Amnesia Budaya sebagai Gejala Krisis dalam Kebudayaan Indonesia Masa Kini

Amnesia Budaya

Amnesia merupakan istilah yang diambil dari bidang kedokteran. Secara singkatnya amnesia berarti kehilangan memori, baik ke belakang (retrograde) maupun menghubungkan masa depan dengan masa lalu (anterograde). Apabila amnesia itu dialami oleh perseorangan, dampaknya hanya akan terjadi pada diri orang itu. Akan tetapi apabila amnesia dialami oleh suatu masyarakat, maka masyarakat itu berarti melupakan ingatan masa lalu atau sejarah dan akibatnya juga akan kehilangan kemampuan untuk melihat masa depan yang mestinya harus didasari oleh pengetahuan tentang masa lalu. Maka dari itu amnesia tidak sekedar hanya melupakan atau hilang ingatan, melainkan tidak memahami makna sesuatu yang ada di luar dirinya atau memahami secara beraneka ragam. Ini merupakan gejala “semiosis khaotis” (chaotic semiosis). Amnesia budaya dapat juga disebut sebagai “krisis semiosis”. Apabila disertai dengan krisis di bidang kehidupan lainnya, amnesia budaya merupakan salah satu gejala dalam krisis budaya.

Krisis budaya berarti terjadinya perubahan yang cepat dalam aspek kehidupan sosial budaya yang berpotensi akan membahayakan masa depan masyarakat. Dalam konteks ini gejala krisis yang terjadi adalah “mulai terlupakannya berbagai peristiwa sejarah dan kearifan lokal yang telah membuat negara dan bangsa Indonesia bereksistensi dan dihormati oleh dunia luar. Dalam situasi ini perkembangan konsumerisme simbolis dan hedonisme, makin terlihat adanya gejala amnesia budaya.
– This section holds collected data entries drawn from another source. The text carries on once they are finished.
Issue #1210, opened 2022-04-27
Slow MPT iterating


dabasov:
This problem happens after hightps-2 worked more than a week, causing it to stuck
```
2022-04-27T13:33:50.616Z	ERROR	chain/worker.go:515	Sync round state abort, context timed out for checking missing nodes
0chain.net/chaincore/chain.(*Chain).syncRoundStateToStateDB
	/0chain/go/0chain.net/chaincore/chain/worker.go:515
0chain.net/chaincore/chain.(*Chain).SyncLFBStateWorker.func2
	/0chain/go/0chain.net/chaincore/chain/worker.go:465
2022-04-27T13:33:50.616Z	ERROR	util/merkle_patricia_trie.go:986	Find missing node with unexpected err	{"error": "context deadline exceeded"}
0chain.net/core/util.(*MerklePatriciaTrie).FindMissingNodes
	/0chain/go/0chain.net/core/util/merkle_patricia_trie.go:986
0chain.net/chaincore/chain.(*Chain).syncRoundStateToStateDB
	/0chain/go/0chain.net/chaincore/chain/worker.go:508
0chain.net/chaincore/chain.(*Chain).SyncLFBStateWorker.func2
	/0chain/go/0chain.net/chaincore/chain/worker.go:465
2022-04-27T13:33:50.616Z	ERROR	util/merkle_patricia_trie.go:808	iterate - child node	{"error": "context deadline exceeded"}
0chain.net/core/util.(*MerklePatriciaTrie).iterate
	/0chain/go/0chain.net/core/util/merkle_patricia_trie.go:808
0chain.net/core/util.(*MerklePatriciaTrie).Iterate
	/0chain/go/0chain.net/core/util/merkle_patricia_trie.go:292
0chain.net/core/util.(*MerklePatriciaTrie).FindMissingNodes
	/0chain/go/0chain.net/core/util/merkle_patricia_trie.go:980
0chain.net/chaincore/chain.(*Chain).syncRoundStateToStateDB
	/0chain/go/0chain.net/chaincore/chain/worker.go:508
0chain.net/chaincore/chain.(*Chain).SyncLFBStateWorker.func2
	/0chain/go/0chain.net/chaincore/chain/worker.go:465
```

peterlimg:
The iteration will always timeout when the database become large, we need to have a better way to detect missing states.

peterlimg:
[...]

PR #1457, opened 2022-07-03
Fix sharder stuck

peterlimg:
## Fixes

- Fix a hidden cause of MPT 'node not found' error that stuck the sharders. The MPT `FullNode` `ExtensionNode` does not include the version number when calculation the node hash key. Suppose we have a `FullNode` that was removed in round 100 (not removed from db yet, happens later in client state prune worker), then in round 200, we added a new full node that has the same value, children nodes, those two `FullNode` will have the same node hash key. So when the prune client state worker start to work, the `FullNode` will be removed from db, and we will see 'node not found' error if we try to get that node from the round 200. The fix is to include the version number when calculating the node hash, so the `FullNode` in round 200 will not have the same key as it in round 100.
- Fixed a bug in sharder sync process that stuck the chain moving. This happens when block process was waiting for LFB moving as it reached the LFB+ahead round, while finalize block process was waiting for new block processed and push to the finalize channel, therefore, a dead lock happened. Fixed this by pushing back the block that is ahead of LFB+5 to the process channel so that it has the chance to be processed later.
- Implemented the MPT state validation on starting of sharders, it would roll back from latest finalized block till the one that has validate full state. 

## Changes
- Use `dead_nodes` to do client state pruning process #1210 

## Tests

- blobber:
- gosdk:
- system_test:
- zboxcli:
- zwalletcli:
- Other: ...


code/go/0chain.net/chaincore/chain/entity.go
```diff
@@ -167,6 +167,8 @@ type Chain struct {
 	magicBlockSaver              MagicBlockSaver
 
 	pruneStats *util.PruneStats
+	// channel to trigger the worker to start prunce process immediately
```
dabasov: typo

code/go/0chain.net/chaincore/chain/protocol_round.go
```diff
@@ -136,9 +136,9 @@ func (c *Chain) FinalizeRoundImpl(r round.RoundI) {
 	if !r.SetFinalizing() {
 		logging.Logger.Debug("finalize_round: already finalizing",
 			zap.Int64("round", r.GetRoundNumber()))
-		if node.Self.Type == node.NodeTypeSharder {
-			return
-		}
+		//if node.Self.Type == node.NodeTypeSharder {
```
dabasov: dead code, can't get why we returfo sn harder previously

code/go/0chain.net/core/common/rate_limter.go
```diff
@@ -47,7 +48,11 @@ func UserRateLimit(handler ReqRespHandlerf) ReqRespHandlerf {
 		return Recover(handler)
 	}
 	return func(writer http.ResponseWriter, request *http.Request) {
-		tollbooth.LimitFuncHandler(userRateLimit.Limiter, Recover(handler)).ServeHTTP(writer, request)
+		if strings.HasPrefix(request.URL.Path, "/_") {
```
dabasov: is it for `_diagnostics` to bypass limiter?

dabasov:
just found that we don't use MPT.UpdateVersion(). I wonder how do we update version of node then?

code/go/0chain.net/core/common/rate_limter.go
peterlimg: Yes, was for bypassing the diagnostic page for debugging, can be removed.

code/go/0chain.net/chaincore/chain/protocol_round.go
peterlimg: > just found that we don't use MPT.UpdateVersion(). I wonder how do we update version of node then?

We don't need to update version of node now. We just record all the deleted nodes' `(key, version)`  in `dead_nodes` in PNode when finalize a block. When enough dead nodes are collected or the prune period hits, we will check the `dead_nodes` and remove nodes that has version below specific number from db.

dabasov (approved):
lgtm

PR #1458, opened 2022-07-03
added free storage recipient check

dabasov:
## Changes
Sender of transaction to create free storage can only be marker recipient


peterlimg (approved):
lgtm

PR #1476, opened 2022-07-07
Fix sharder blocks sync issue that caused the chain stuck

peterlimg:
## Fixes
- Re-finalize the rounds if the processing block round is >= LFB+aheadN when syncing blocks. The chain would not move on if the finalize process stuck due to some reason.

Masyarakat Indonesia dalam Sejarah merupakan bagian masyarakat budaya Nusantara. Budaya Nusantara merupakan kebudayaan yang diakui sebagai identitas nasional Nusantara dan sebagai perwujudan cipta, karya dan karsa bangsa dan merupakan keseluruhan daya upaya manusia Indonesia untuk mengembangkan harkat dan martabat sebagai bangsa. Mudahnya ini merupakan budaya yang tumbuh dan berkembang sejak zaman dahulu dan masih menjadi warisan bagi generasi muda sekarang.

BACA JUGA:  Bullying Mengubah Kepribadian Seseorang

Sejak abad keempat (masuknya Hindu, Budha, Islam, dan Kristen kita sudah mengalami gejala yang sekarang disebut “globalisasi”. Pada abad ke-20 dan ke-21, arus globalisasi berlangsung dengan kecepatan yang sangat tinggi dan memberikan dampak pengaruh yang lebih luas dan lebih dalam pada kehidupan Masyarakat kita. Globalisasi ekonomi yang kemudian diikuti dengan globalisasi budaya telah membawa kita pada kehidupan pasca modern yang ditandai oleh dominasi media dan konsumerisme (cf Baudrillard 1988. Namun globalisasi tidak dapat dibendung, jadi bagaimana sikap kita dalam globalisasi dengan menyaring dan menerapkan hal-hal yang baik. Kita harus bisa membedakan mana yang baik dan buruk karena akan berdampak kedepannya. Terutama budaya, jangan sampai warisan budaya kita tergerus dan menghilang atau kita tidak dapat melihat masa depan karena kita saja tidak memiliki pengetahuan tentang masa lalu.

Bangsa Indonesia tidak hanya mampu menyerap, melainkan sekaligus mengolah arus kebudayaan sehingga menjadi milik sendiri tanpa kehilangan akarnya. Seakan kita sudah memiliki epitisme, yakni “toleransi” dan “kemampuan beradaptasi”. Dewasa ini, warisan budaya yang sangat berharga itu cenderung dilupakan. Istilah toleransi sering sekali diucapkan, tetapi makin kurang dipahami maknanya dan bahkan praktik sosial sejauh ini memperlihatkan berbagai tindakan yang justru tidak toleran. Tawuran antar kaum, baik yang berlatar suku bangsa, agama, dan kelompok kepentingan yang lain (termasuk mahasiswa dan pelajar) makin sering terjadi. Kericuhan yang cenderung tidak menghargai esensi demokrasi antar elit politik juga sedang mewarnai kehidupan bangsa Indonesia. “adaptasi” sering masih pada tahap meniru.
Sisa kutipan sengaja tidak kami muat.